◆ **Your task**
Could you set down exactly the lines of the data below, starting at the one that holds "PR #1932, opened 2024-11-07" and ending at the one that holds "import org.apache.fury.meta.ClassDef;", both included, and only those?

◆ **Extracted material**

※

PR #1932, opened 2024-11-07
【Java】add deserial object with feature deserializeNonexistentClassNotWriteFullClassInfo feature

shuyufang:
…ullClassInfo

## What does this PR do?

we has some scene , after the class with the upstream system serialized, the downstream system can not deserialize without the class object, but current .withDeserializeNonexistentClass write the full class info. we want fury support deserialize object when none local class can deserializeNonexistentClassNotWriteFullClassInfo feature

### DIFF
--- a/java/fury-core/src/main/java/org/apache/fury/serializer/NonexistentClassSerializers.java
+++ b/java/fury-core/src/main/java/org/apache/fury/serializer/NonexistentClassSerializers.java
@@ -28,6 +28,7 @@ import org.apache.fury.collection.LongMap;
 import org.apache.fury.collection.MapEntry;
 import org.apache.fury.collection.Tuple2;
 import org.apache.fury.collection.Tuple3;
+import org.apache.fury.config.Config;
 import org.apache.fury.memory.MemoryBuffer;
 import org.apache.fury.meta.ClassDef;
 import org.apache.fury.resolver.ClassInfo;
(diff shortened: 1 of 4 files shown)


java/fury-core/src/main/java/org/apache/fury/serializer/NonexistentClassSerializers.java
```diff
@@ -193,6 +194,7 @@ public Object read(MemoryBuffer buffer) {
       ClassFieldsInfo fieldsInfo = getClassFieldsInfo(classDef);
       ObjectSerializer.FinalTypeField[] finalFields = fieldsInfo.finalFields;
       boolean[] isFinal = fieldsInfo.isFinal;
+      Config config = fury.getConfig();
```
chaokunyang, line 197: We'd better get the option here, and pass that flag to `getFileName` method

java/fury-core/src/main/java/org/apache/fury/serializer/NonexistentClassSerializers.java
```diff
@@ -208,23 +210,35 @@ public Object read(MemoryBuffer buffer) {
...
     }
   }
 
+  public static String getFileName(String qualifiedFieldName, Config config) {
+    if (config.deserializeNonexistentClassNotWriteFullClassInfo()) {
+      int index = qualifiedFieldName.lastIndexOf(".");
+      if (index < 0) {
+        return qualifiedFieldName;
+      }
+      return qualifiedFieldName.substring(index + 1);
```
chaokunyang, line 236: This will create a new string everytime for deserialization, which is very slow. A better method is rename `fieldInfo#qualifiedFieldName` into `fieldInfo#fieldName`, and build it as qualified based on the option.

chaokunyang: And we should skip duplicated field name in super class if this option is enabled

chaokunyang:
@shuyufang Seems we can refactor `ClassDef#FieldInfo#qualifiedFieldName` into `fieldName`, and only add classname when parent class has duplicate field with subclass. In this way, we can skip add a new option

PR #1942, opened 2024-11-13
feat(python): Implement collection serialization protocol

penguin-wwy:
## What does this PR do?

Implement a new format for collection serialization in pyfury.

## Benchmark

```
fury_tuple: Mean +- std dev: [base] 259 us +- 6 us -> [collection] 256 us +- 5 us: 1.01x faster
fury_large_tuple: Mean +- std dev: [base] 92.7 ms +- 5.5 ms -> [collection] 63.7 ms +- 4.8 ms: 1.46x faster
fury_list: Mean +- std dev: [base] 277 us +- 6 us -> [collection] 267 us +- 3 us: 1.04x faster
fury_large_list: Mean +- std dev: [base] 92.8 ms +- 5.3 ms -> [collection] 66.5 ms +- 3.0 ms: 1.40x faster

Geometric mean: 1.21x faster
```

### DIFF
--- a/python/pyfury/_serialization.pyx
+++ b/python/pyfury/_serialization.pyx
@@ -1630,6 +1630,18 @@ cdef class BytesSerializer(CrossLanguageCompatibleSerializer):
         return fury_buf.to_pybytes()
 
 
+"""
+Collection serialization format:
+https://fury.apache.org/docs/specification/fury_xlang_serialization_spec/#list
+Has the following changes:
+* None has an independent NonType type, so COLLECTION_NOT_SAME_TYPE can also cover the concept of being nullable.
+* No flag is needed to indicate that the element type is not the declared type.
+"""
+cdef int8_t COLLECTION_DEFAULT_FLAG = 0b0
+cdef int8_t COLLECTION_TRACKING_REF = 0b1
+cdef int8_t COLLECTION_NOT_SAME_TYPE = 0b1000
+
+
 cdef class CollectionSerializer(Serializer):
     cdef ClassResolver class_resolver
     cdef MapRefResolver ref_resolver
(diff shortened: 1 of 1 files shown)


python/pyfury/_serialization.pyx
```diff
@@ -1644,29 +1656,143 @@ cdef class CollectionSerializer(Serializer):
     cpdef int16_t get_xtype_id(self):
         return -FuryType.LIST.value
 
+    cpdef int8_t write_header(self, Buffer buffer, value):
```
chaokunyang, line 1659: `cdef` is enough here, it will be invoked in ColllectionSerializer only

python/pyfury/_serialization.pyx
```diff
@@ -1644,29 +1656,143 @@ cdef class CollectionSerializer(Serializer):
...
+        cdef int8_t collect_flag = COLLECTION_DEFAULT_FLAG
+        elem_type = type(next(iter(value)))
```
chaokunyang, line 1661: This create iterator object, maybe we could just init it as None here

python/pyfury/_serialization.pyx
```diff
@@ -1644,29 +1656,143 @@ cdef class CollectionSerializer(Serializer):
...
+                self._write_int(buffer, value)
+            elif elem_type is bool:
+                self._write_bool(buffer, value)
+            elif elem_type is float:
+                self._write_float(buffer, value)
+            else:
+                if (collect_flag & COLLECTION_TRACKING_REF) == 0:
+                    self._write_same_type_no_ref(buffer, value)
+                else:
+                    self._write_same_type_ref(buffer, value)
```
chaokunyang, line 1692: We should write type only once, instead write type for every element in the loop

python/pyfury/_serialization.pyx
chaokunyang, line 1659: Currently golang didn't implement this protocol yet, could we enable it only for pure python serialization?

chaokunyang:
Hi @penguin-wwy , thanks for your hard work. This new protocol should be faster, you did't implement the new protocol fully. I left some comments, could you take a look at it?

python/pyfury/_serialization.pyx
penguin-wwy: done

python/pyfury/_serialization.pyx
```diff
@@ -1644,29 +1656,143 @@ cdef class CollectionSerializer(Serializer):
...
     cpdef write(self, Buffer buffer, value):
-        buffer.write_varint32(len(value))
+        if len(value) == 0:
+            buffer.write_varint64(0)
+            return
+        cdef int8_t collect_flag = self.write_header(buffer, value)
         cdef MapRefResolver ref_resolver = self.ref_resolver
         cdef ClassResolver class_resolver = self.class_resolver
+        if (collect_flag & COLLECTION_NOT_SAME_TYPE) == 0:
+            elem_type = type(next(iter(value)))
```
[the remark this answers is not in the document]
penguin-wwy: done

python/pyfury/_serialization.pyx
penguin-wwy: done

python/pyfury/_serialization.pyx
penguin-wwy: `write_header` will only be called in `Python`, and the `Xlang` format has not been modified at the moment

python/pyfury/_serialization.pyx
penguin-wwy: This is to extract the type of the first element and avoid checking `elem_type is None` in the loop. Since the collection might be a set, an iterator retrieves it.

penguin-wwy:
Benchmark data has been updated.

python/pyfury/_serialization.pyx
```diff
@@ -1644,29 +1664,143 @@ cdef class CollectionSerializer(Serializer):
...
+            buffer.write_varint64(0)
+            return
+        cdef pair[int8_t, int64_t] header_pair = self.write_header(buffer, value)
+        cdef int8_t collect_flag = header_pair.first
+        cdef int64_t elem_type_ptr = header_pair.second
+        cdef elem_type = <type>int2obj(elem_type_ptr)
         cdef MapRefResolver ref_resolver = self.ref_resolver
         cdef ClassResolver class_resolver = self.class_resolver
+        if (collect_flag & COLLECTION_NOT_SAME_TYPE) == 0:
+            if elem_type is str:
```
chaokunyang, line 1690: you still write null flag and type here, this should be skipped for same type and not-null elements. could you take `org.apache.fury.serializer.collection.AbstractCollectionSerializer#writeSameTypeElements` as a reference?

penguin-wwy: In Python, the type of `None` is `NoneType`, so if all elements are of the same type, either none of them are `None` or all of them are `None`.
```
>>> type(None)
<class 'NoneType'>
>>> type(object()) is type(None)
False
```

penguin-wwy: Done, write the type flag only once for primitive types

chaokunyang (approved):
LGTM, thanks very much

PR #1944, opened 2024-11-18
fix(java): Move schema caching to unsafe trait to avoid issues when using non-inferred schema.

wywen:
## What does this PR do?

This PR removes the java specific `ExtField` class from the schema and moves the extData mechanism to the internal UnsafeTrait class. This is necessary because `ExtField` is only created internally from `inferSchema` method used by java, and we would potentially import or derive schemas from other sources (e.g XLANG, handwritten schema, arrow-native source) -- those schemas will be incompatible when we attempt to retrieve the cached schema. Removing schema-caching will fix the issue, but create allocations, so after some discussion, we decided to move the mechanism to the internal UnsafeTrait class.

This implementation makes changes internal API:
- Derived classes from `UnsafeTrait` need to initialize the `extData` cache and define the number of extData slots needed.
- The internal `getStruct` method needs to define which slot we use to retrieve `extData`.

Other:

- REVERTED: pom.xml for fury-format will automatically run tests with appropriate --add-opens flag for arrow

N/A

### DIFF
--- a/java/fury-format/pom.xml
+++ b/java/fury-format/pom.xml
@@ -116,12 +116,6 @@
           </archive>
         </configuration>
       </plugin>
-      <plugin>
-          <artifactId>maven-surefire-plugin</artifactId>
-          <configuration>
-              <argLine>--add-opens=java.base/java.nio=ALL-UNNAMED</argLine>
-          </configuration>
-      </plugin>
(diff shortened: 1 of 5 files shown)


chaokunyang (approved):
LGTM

※

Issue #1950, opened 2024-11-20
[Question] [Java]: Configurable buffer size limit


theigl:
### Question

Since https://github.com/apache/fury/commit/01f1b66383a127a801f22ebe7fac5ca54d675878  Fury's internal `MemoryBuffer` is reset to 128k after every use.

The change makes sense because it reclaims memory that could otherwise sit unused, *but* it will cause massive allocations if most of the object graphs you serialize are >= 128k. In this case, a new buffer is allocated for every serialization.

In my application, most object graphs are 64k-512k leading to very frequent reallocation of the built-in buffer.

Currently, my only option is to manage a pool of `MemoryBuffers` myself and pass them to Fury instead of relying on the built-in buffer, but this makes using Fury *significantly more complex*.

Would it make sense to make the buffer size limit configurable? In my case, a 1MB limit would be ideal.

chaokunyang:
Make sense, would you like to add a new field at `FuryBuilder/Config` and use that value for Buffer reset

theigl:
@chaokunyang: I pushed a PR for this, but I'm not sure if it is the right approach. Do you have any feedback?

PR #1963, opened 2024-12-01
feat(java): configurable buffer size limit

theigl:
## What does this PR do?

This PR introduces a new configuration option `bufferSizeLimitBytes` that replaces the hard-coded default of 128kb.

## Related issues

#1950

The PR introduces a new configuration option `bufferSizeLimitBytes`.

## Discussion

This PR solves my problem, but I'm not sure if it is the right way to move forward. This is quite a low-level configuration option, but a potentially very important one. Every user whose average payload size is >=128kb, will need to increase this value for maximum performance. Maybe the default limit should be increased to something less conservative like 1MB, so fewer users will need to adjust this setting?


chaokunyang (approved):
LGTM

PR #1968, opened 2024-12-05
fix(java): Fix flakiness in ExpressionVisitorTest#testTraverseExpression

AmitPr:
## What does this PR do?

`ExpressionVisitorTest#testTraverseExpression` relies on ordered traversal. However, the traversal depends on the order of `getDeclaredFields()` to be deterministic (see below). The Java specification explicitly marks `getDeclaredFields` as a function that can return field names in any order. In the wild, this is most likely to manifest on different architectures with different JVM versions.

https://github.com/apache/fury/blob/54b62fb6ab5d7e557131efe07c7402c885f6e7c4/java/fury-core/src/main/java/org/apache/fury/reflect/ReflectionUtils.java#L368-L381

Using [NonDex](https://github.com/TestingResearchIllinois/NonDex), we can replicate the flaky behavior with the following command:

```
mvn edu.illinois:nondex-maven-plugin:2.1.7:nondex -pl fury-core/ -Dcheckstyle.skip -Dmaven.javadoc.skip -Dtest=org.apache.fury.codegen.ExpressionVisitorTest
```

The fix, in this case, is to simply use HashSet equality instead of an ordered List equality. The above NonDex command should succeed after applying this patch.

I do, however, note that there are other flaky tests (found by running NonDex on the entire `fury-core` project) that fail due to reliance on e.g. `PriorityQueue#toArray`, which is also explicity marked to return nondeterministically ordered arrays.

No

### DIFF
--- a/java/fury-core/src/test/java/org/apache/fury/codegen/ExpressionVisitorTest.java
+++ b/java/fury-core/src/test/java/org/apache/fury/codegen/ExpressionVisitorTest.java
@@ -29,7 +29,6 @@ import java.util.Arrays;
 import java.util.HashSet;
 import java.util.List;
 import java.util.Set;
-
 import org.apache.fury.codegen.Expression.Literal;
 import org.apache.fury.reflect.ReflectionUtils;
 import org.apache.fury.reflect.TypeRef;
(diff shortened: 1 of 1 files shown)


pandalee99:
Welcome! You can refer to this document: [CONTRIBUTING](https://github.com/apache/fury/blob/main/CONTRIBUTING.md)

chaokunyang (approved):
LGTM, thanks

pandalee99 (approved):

※

◆ **Answer for this exercise**
PR #1932, opened 2024-11-07
【Java】add deserial object with feature deserializeNonexistentClassNotWriteFullClassInfo feature

shuyufang:
…ullClassInfo

## What does this PR do?

we has some scene , after the class with the upstream system serialized, the downstream system can not deserialize without the class object, but current .withDeserializeNonexistentClass write the full class info. we want fury support deserialize object when none local class can deserializeNonexistentClassNotWriteFullClassInfo feature

### DIFF
--- a/java/fury-core/src/main/java/org/apache/fury/serializer/NonexistentClassSerializers.java
+++ b/java/fury-core/src/main/java/org/apache/fury/serializer/NonexistentClassSerializers.java
@@ -28,6 +28,7 @@ import org.apache.fury.collection.LongMap;
 import org.apache.fury.collection.MapEntry;
 import org.apache.fury.collection.Tuple2;
 import org.apache.fury.collection.Tuple3;
+import org.apache.fury.config.Config;
 import org.apache.fury.memory.MemoryBuffer;
 import org.apache.fury.meta.ClassDef;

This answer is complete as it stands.